(Source material Opens)

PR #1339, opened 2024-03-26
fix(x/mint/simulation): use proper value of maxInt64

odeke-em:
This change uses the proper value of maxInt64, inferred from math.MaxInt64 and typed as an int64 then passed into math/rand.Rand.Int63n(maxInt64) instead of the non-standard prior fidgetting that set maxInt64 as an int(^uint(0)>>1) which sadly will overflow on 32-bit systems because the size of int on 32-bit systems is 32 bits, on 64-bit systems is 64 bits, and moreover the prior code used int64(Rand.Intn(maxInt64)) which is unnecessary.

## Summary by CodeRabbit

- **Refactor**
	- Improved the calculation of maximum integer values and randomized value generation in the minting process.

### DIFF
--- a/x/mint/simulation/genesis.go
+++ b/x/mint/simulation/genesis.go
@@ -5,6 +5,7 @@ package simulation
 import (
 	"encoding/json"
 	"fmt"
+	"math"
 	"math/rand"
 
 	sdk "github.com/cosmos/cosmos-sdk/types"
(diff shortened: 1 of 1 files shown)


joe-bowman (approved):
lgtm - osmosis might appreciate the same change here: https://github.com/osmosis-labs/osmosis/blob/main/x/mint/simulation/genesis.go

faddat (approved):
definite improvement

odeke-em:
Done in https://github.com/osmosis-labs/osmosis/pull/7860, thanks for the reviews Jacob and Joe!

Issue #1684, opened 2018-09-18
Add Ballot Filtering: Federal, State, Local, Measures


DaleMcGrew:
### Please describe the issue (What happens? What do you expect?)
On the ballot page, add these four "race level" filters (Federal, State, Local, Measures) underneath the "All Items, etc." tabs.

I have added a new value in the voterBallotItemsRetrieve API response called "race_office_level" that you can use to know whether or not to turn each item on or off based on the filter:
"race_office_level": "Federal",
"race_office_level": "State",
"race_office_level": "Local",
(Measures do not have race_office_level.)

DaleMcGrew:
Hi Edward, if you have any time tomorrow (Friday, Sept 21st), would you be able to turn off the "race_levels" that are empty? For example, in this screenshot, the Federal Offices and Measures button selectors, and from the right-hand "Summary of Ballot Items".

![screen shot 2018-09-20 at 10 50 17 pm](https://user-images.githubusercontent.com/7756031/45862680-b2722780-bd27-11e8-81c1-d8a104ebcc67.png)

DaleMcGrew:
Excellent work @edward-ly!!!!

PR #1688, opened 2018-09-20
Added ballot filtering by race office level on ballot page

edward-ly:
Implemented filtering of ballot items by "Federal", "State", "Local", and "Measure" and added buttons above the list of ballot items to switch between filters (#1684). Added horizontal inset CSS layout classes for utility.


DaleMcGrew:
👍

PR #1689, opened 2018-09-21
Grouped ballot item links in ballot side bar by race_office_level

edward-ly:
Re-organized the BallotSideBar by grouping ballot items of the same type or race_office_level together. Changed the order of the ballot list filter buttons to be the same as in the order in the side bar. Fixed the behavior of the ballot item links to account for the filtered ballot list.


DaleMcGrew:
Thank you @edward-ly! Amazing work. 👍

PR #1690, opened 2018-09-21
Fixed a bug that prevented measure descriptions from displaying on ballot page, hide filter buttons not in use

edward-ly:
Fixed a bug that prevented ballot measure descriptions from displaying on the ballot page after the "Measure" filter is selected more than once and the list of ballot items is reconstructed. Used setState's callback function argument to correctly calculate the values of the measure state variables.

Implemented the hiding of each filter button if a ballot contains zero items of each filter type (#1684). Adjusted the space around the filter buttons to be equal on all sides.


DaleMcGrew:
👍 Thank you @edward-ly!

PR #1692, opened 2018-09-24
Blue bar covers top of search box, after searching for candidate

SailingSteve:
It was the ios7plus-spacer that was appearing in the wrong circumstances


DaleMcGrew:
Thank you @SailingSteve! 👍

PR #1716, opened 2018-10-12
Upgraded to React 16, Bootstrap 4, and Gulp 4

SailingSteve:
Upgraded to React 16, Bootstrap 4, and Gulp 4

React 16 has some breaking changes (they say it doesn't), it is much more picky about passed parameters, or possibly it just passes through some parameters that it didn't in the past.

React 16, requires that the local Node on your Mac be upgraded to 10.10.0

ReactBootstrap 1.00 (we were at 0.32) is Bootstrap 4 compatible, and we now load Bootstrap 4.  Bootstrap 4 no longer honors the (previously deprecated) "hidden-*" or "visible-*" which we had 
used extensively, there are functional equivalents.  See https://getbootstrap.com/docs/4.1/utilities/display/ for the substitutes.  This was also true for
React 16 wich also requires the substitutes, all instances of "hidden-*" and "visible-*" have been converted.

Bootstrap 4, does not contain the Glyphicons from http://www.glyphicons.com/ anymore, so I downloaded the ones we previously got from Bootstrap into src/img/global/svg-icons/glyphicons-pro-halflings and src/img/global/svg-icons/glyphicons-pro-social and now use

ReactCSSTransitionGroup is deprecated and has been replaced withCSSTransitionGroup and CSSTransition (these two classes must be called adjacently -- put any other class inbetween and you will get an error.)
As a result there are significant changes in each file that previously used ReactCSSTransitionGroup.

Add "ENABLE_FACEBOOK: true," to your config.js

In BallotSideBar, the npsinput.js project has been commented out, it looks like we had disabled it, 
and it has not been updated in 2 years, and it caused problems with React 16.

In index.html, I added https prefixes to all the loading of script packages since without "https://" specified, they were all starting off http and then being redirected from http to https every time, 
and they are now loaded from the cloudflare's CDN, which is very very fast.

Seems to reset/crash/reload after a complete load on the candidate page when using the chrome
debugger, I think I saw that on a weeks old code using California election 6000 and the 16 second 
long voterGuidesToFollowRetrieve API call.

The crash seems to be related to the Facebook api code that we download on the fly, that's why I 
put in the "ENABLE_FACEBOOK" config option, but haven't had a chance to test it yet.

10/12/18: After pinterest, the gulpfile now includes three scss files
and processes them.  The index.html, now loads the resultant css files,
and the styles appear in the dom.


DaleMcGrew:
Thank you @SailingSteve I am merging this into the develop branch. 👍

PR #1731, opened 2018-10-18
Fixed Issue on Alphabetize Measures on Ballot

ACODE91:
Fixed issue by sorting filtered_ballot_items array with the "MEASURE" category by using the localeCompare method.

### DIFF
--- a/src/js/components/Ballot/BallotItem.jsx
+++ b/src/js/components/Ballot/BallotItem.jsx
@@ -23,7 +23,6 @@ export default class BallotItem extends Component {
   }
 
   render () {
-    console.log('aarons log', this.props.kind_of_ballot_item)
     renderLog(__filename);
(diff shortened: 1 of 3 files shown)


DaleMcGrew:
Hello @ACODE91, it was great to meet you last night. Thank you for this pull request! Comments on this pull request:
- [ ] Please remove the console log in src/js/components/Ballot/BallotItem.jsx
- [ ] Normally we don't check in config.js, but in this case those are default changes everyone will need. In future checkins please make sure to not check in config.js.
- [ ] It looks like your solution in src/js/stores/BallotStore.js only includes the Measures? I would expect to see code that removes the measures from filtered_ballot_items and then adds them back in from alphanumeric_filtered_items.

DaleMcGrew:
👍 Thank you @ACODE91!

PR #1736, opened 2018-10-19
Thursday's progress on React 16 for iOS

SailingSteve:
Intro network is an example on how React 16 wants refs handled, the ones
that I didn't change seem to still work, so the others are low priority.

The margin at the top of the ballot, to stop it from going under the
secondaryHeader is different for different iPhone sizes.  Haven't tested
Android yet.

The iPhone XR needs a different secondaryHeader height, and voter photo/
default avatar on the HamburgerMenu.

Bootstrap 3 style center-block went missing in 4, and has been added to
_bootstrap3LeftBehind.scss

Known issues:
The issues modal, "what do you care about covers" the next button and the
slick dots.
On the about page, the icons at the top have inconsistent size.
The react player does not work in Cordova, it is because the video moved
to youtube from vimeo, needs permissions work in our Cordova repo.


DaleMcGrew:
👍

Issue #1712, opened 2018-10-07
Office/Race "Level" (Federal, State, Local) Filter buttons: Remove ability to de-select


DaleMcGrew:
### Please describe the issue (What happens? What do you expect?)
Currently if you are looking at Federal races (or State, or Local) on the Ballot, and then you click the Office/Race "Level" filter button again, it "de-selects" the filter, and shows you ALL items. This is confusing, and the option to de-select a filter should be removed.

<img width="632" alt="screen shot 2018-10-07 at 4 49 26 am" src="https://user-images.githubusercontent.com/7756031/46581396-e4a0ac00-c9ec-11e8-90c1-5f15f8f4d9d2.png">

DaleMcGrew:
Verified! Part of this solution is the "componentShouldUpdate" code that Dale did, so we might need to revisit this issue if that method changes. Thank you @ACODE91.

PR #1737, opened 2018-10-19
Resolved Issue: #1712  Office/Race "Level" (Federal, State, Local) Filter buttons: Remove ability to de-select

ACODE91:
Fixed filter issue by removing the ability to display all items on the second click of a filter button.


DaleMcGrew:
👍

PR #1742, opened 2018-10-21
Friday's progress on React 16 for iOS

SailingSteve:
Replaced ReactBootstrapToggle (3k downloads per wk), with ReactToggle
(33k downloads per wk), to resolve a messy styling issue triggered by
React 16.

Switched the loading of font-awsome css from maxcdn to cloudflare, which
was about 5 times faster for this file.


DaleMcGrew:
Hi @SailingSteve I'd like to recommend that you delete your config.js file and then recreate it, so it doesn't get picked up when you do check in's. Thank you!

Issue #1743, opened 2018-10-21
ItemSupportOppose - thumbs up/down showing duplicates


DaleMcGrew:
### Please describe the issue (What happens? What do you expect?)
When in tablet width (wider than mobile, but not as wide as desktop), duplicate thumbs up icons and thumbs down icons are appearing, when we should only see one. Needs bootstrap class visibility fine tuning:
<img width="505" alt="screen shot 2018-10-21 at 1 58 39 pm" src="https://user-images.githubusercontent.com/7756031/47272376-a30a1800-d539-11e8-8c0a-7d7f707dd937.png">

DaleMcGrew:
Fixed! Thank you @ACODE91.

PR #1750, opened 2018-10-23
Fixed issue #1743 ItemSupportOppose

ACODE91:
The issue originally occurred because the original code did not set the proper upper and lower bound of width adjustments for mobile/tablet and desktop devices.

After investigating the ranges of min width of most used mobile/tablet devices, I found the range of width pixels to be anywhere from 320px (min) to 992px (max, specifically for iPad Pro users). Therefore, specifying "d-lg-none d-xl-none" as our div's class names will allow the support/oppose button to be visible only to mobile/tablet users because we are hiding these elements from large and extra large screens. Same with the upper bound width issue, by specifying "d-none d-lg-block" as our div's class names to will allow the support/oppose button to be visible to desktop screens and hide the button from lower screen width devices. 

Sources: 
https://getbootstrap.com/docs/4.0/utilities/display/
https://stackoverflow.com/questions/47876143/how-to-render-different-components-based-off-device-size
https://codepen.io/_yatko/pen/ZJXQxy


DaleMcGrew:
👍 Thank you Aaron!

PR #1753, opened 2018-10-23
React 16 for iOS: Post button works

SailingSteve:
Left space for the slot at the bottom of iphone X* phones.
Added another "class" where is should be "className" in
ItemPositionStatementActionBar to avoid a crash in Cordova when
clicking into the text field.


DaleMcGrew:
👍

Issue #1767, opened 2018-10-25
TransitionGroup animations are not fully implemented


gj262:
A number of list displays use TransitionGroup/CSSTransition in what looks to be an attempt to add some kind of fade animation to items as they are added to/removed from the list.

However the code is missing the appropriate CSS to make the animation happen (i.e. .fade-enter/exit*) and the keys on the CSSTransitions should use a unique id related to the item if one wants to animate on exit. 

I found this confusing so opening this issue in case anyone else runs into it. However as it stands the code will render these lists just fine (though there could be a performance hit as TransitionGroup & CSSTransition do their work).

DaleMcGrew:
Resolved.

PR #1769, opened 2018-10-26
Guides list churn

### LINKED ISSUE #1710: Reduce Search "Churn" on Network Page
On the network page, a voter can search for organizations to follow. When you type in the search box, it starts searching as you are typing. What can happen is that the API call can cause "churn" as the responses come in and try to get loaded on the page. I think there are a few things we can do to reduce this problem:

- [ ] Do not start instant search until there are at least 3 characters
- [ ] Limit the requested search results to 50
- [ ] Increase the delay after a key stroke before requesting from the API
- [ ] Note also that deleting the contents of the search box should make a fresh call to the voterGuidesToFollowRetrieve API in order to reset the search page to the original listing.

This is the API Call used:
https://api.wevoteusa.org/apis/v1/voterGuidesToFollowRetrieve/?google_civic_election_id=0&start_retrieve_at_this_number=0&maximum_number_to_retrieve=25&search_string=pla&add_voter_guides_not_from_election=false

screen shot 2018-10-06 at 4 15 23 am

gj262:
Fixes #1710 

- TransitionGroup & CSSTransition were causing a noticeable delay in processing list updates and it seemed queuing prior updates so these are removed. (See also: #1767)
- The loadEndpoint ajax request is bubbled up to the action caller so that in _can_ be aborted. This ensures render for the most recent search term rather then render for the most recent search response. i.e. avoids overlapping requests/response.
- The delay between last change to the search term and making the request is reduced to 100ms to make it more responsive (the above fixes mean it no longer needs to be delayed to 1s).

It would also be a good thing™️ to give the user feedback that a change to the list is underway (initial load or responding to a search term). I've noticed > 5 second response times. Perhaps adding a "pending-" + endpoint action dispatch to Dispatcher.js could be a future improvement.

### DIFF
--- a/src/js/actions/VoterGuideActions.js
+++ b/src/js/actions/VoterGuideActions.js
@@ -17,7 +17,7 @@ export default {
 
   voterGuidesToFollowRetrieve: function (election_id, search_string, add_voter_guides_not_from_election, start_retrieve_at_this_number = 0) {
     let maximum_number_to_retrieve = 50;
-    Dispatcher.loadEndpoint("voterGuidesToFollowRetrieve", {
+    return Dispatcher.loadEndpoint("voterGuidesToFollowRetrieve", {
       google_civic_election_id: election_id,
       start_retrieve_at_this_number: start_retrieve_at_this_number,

(Source material Closes)

> [Your goal]
The answer should consist of every line from the listing above that includes the word "would".

> [Result]
Hi Edward, if you have any time tomorrow (Friday, Sept 21st), would you be able to turn off the "race_levels" that are empty? For example, in this screenshot, the Federal Offices and Measures button selectors, and from the right-hand "Summary of Ballot Items".
- [ ] It looks like your solution in src/js/stores/BallotStore.js only includes the Measures? I would expect to see code that removes the measures from filtered_ballot_items and then adds them back in from alphanumeric_filtered_items.
It would also be a good thing™️ to give the user feedback that a change to the list is underway (initial load or responding to a search term). I've noticed > 5 second response times. Perhaps adding a "pending-" + endpoint action dispatch to Dispatcher.js could be a future improvement.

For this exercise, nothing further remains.